To address the challenges of organ heterogeneity, modality diversity, and difficulty in modeling local–global relationships in 3D medical imaging (CT/MRI), this work proposes the first voxel-level visual token sequence modeling paradigm for 3D medical images. It represents local anatomical regions as token sequences constrained by spatial proximity, intensity contrast, and semantic consistency, and employs autoregressive prediction to capture long-range contextual dependencies. A novel random-start pretraining strategy is introduced to mitigate overfitting in token relational learning, thereby substantially improving representation robustness and generalization. Evaluated on nine public downstream tasks—including segmentation, detection, and classification—the method consistently outperforms state-of-the-art approaches. It demonstrates exceptional adaptability across diverse organ anatomies, heterogeneous imaging modalities (e.g., CT vs. MRI), and multi-task clinical diagnostic scenarios. This work establishes a new foundational paradigm for self-supervised representation learning in 3D medical imaging.

Three-dimensional (3D) medical images, such as Computed Tomography (CT) and Magnetic Resonance Imaging (MRI), are essential for clinical applications. However, the need for diverse and comprehensive representations is particularly pronounced when considering the variability across different organs, diagnostic tasks, and imaging modalities.

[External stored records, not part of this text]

PR #2918, opened 2025-02-25
core/txpool/legacypool/legacypool.go: add gasTip check when reset

zlacfzy:
### Description
If we're reorging an old state, reinject all dropped transactions, there are MEV transaction have zero gas price. They should not add to the txpool.

### Rationale

### Example

### Changes

Notable changes: 
* ...

### DIFF
--- a/core/txpool/legacypool/legacypool.go
+++ b/core/txpool/legacypool/legacypool.go
@@ -1423,8 +1423,9 @@ func (pool *LegacyPool) reset(oldHead, newHead *types.Header) {
 					}
 				}
 				lost := make([]*types.Transaction, 0, len(discarded))
+				gasTip := pool.gasTip.Load().ToBig()
 				for _, tx := range types.TxDifference(discarded, included) {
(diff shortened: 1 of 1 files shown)


core/txpool/legacypool/legacypool.go
```diff
@@ -1423,8 +1423,9 @@ func (pool *LegacyPool) reset(oldHead, newHead *types.Header) {
 					}
 				}
 				lost := make([]*types.Transaction, 0, len(discarded))
+				gasTip := pool.gasTip.Load().ToBig()
 				for _, tx := range types.TxDifference(discarded, included) {
-					if pool.Filter(tx) {
+					if pool.Filter(tx) && tx.GasTipCapIntCmp(gasTip) >= 0 {
```
buddh0, line 1428: may be better to compare with PriceLimit

buddh0 (approved):

emailtovamos (approved):

zzzckck (approved):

How to effectively interpret the intricate contextual information and extract meaningful insights from these images remains an open challenge to the community. While current self-supervised learning methods have shown potential, they often consider an image as a whole thereby overlooking the extensive, complex relationships among local regions from one or multiple images. In this work, we introduce a pioneering method for learning 3D medical image representations through an autoregressive pre-training framework. Our approach sequences various 3D medical images based on spatial, contrast, and semantic correlations, treating them as interconnected visual tokens within a token sequence. By employing an autoregressive sequence modeling task, we predict the next visual token in the sequence, which allows our model to deeply understand and integrate the contextual information inherent in 3D medical images. Additionally, we implement a random startup strategy to avoid overestimating token relationships and to enhance the robustness of learning. The effectiveness of our approach is demonstrated by the superior performance over others on nine downstream tasks in public datasets.